BEGIN

PR #191, opened 2026-06-10
Fix/behavioral bedrock prompt shape and validator errors

harishsg999:
## Summary

Bedrock-hosted Anthropic models (Haiku 4.5, Sonnet 4.6) were silently
returning empty `{}` for every alignment check. The orchestrator
conflated that with "verified clean" and `BehavioralCodeAnalyzer`
synthesised SAFE rows for every function — producing false-clean
findings artifacts on the IAM-only-Bedrock Lambda path.

Three root causes, fixed together:

1. **73 KB framework template was concatenated into the user message.**
   Anthropic-on-Bedrock penalises long, instruction-heavy user content
   with a `{}` short-circuit. New `build_prompt_parts` /
   `build_batch_prompt_parts` on `AlignmentPromptBuilder` return
   `(system_template, user_payload)` so the template lives in the
   `system` role and the user message carries only per-function
   evidence (~3 KB instead of 77 KB).

2. **`response_format={"type": "json_object"}` was set for every
   non-Azure provider.** That flag is what triggers the `{}`
   short-circuit on Bedrock Anthropic when paired with a multi-KB
   system prompt. Replace the negative `not startswith("azure/")`
   check with a positive allowlist (`_supports_native_json_mode`)
   that only enables the flag for OpenAI direct (`gpt-*`, `openai/*`,
   `o1*`, `o3*`, `chatgpt-*`). Azure stays excluded (preserves the
   existing contract). JSON output is still enforced via the
   system-prompt instruction.

3. **Empty / `{}` / non-JSON / missing-required-fields responses were
   silently treated as "verified clean".** Added
   `AlignmentVerificationError`; `check_alignment` now raises it on
   validator failures so the existing outer except clause emits the
   same `LLM_UNAVAILABLE_KEY` sentinel that transport errors already
   produced — same `severity="ERROR"` finding pattern from #PRIOR_PR.
   Tightened `validate_batch` to return `None` (force per-function
   fallback) on empty arrays, truncated arrays, items missing
   `mismatch_detected`, or non-dict items, instead of silently padding
   with `mismatch_detected=False`.

Verified live against `bedrock/us.anthropic.claude-haiku-4-5-20251001-v1:0`:
a malicious `fetch_documentation` tool now produces a real
`sev=HIGH DATA EXFILTRATION` THREAT finding (1490 chars of structured
JSON evidence including dataflow trace), instead of the prior
empty-`{}` → synthesised-SAFE result.

## Test plan

- [x] New regression suite `tests/behavioral/test_validator_failure_emits_error.py` (21 cases):
  - Each garbage-response shape (empty, whitespace, `{}`, non-JSON, `[]`, missing `mismatch_detected`, mismatch-without-required-fields) → orchestrator returns sentinel tuple, not `None`
  - Each batch-failure shape (empty array, truncated, items missing required field, non-dict item) → per-function fallback yields one sentinel per function
  - Direct unit tests on `validate_batch` lock the new "no silent padding" policy
  - End-to-end: `BehavioralCodeAnalyzer.analyze` against `'{}'`-returning LLM produces 2 ERROR findings, **0 SAFE rows**
  - Message-shape: `system_prompt` kwarg lands in `messages[0]` (system); `response_format` omitted for `bedrock/...`; `response_format` set for `gpt-4o`
- [x] Existing `tests/behavioral/test_llm_unavailable_does_not_emit_safe.py` updated for the new `build_prompt_parts` API
- [x] Full behavioral suite: `105 passed in 2.22s`
- [x] Full repo suite: `844 passed, 7 skipped` (one live-OpenAI integration test fails on sandbox network, unrelated)
- [x] Live Bedrock Haiku 4.5 probe: real structured JSON response, `sev=HIGH` finding with full evidence

## Notes for reviewer

- This PR includes the prior `LLM_UNAVAILABLE_KEY` sentinel commit
  (`fix/behavioral-no-safe-on-llm-error`). The two changes are
  semantically one fix: transport-failure sentinel + validator-failure
  sentinel use the same `_make_llm_unavailable_result` helper. Easiest
  to review them together.
- No public-API breakage. `build_prompt` and `build_batch_prompt` are
  retained; new `build_prompt_parts` / `build_batch_prompt_parts` are
  additive. `verify_alignment` gains an optional `system_prompt` kwarg.
- Azure response-format behaviour is unchanged (regression test
  `test_request_disables_json_mode_for_azure` still passes).

### DIFF
--- a/mcpscanner/core/analyzers/behavioral/alignment/alignment_llm_client.py
+++ b/mcpscanner/core/analyzers/behavioral/alignment/alignment_llm_client.py
@@ -122,11 +122,36 @@ class AlignmentLLMClient:
                 "AlignmentLLMClient initialized with model: %s", self._model
             )
 
-    async def verify_alignment(self, prompt: str) -> str:
+    # Short security-expert preamble that lives in the system role
+    # alongside the (much larger) framework template. Kept tight on
+    # purpose — Anthropic-on-Bedrock penalises long, instruction-heavy
+    # system messages with empty ``{}`` responses, so the bulk of the
+    # framework guidance is appended via ``system_prompt`` from the
+    # prompt builder rather than being baked in here.
+    _BASE_SYSTEM_PREAMBLE = (
+        "You are a security expert analyzing MCP tools. "
+        "You receive complete dataflow, taint analysis, and code context. "
+        "Analyze if the docstring accurately describes what the code actually does. "
+        "Respond ONLY with valid JSON. Do not include any markdown formatting or code blocks."
+    )
+
+    async def verify_alignment(
+        self, prompt: str, *, system_prompt: Optional[str] = None
+    ) -> str:
         """Send alignment verification prompt to LLM with retry logic.
 
         Args:
-            prompt: Comprehensive prompt with alignment verification evidence
+            prompt: User-role payload with the per-function or per-batch
+                evidence the model should analyse. This should contain
+                ONLY the evidence (delimited untrusted-input block); the
+                framework template belongs in ``system_prompt``.
+            system_prompt: Optional system-role content (typically the
+                73 KB framework template returned by
+                ``AlignmentPromptBuilder.build_prompt_parts``). When
+                provided it is concatenated after the built-in
+                ``_BASE_SYSTEM_PREAMBLE``; when ``None`` the legacy
+                "everything in the user role" shape is preserved for
+                backward compatibility.
 
         Returns:
             LLM response (JSON string)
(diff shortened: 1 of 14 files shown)


mcpscanner/core/analyzers/behavioral/alignment/alignment_llm_client.py
```diff
@@ -151,7 +184,9 @@ async def verify_alignment(self, prompt: str) -> str:
```
ihabler: Before this PR, the prompt carried the whole request and routinely tripped the length threshold. Now the bulk rides in system_prompt, which is computed and logged at DEBUG but never compared, so prompt_length basically never crosses the threshold and the warning has gone silent.

ihabler (changes requested):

END

* _Task statement_
Work out how many lines in the records above hold the string "dataflow", then give only that count.

* _Your response_
2